First-class Runtime Generation of High-performance Types using Exotypes
Zachary DeVito, Daniel Ritchie, Matt Fisher, Alex Aiken, and Pat Hanrahan
PLDI ‘14

We introduce exotypes, user-defined types that combine the flexibility of meta-object protocols in dynamically-typed languages with the performance control of low-level languages. Like objects in dynamic languages, exotypes are defined programmatically at runtime, allowing behavior based on external data such as a database schema. To achieve high performance, we use staged programming to define the behavior of an exotype during a runtime compilation step and implement exotypes in Terra, a low-level staged programming language.

We show how exotype constructors compose, and use exotypes to implement high-performance libraries for serialization, dynamic assembly, automatic differentiation, and probabilistic programming. Each exotype achieves expressiveness similar to libraries written in dynamically-typed languages but implements optimizations that exceed the performance of existing libraries written in low-level statically-typed languages. Though each implementation is significantly shorter, our serialization library is 11 times faster than Kryo, and our dynamic assembler is 3–20 times faster than Google’s Chrome assembler.

The Design of Terra: Harnessing the best features of high-level and low-level languages
Zachary DeVito and Pat Hanrahan
SNAPL ‘15

Applications are often written using a combination of high-level and low-level languages since it allows performance critical parts to be carefully optimized, while other parts can be written more productively. This approach is used in web development, game programming, and in build systems for applications themselves. However, most languages were not designed with interoperability in mind, resulting in glue code and duplicated features that add complexity. We propose a two-language system where both languages were designed to interoperate.

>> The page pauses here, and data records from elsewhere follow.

PR #354, opened 2023-01-06
feat: update load-gen example

### LINKED ISSUE #229: implement ellery's suggestions about using time-based constructs for loadgen, etc.
Make the load-gen example match the Python and Javascript examples.

- [x] logLevel
- [x] printStatsEveryNRequests -> showStatsInterval
  - [x] Takes a TimeSpan.
- [x]  totalNumberOfOperationsToExecute -> howLongToRun (?)
  - [x] Takes a TimeSpan.
- [x] Display maxRequestsPerSecond, numberOfConcurrentRequests, and howLongToRun to the user before running.

I skipped requestTimeout, the example uses the pre-built Laptop config.

These are very desirable UX improvements because with the current setup, if the user changes `maxRequestsPerSecond` or `numberOfConcurrentRequests`, it will have a big impact on how often (in wall clock time) the stats are printed, as well as how long the program will run for.  That's not intuitive for users.

schwern:
This is my first time doing dotnet; be savage.

Closes #229

### DIFF
--- a/examples/MomentoLoadGen/Program.cs
+++ b/examples/MomentoLoadGen/Program.cs
@@ -399,7 +399,7 @@ If you have questions or need help experimenting further, please reach out to us
               ///
               logLevel: LogLevel.Debug,
               ///
-              /// Each time this amount of time has past, statistics about throughput and latency
+              /// Each time this amount of time has passed, statistics about throughput and latency
               /// will be printed.
               /// 
               ///
--- a/examples/MomentoLoadGen/Program.cs
+++ b/examples/MomentoLoadGen/Program.cs
@@ -335,7 +335,6 @@ cumulative get latencies:
 
         private static string OutputHistogramSummary(HistogramBase histogram)
         {
-            Console.WriteLine($"Histogram totalcount: {histogram.TotalCount}");
             return $@"
 count: {histogram.TotalCount}
         p50: {histogram.GetValueAtPercentile(50)}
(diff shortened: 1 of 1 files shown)


examples/MomentoLoadGen/Program.cs
```diff
@@ -407,45 +393,45 @@ static ILoggerFactory InitializeLogging()
...
+            CsharpLoadGeneratorOptions loadGeneratorOptions = new CsharpLoadGeneratorOptions(
+              ///
+              /// Controls the verbosity of the output during the run.
+              ///
+              logLevel: LogLevel.Debug,
+              ///
+              /// Each time the load generator has executed this many requests, it will
+              /// print out some statistics about throughput and latency.
+              ///
+              showStatsInterval: new TimeSpan(0, 0, 5),
```
cprice404, line 405: one small nit - I believe the TimeSpan class has some static methods that are factory constructors that are something like "ofSeconds" or "ofMinutes".  I find those to be easier to read/review.

cprice404 (changes requested):
this looks great other than one very small nit

examples/MomentoLoadGen/Program.cs
schwern: And I forgot to change the comment. 🙄

examples/MomentoLoadGen/Program.cs
```diff
@@ -399,10 +399,11 @@ static async Task Main(string[] args)
               ///
               logLevel: LogLevel.Debug,
               ///
-              /// Each time the load generator has executed this many requests, it will
-              /// print out some statistics about throughput and latency.
+              /// Each time this amount of time has past, statistics about throughput and latency
```
cprice404, line 402: nit: s/past/passed?

cprice404, line 402:
```suggestion
              /// Each time this amount of time has passed, statistics about throughput and latency
```

cprice404 (approved):
:ty:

Lua is used for our high-level language since it was originally designed with interoperability in mind. We create a new low-level language, Terra, that we designed to interoperate with Lua. It is embedded in Lua, and meta-programmed from it, but has a low level of abstraction suited for writing high-performance code. We discuss important design decisions — compartmentalized runtimes, glue-free interoperation, and meta-programming features — that enable Lua and Terra to be more powerful than the sum of their parts.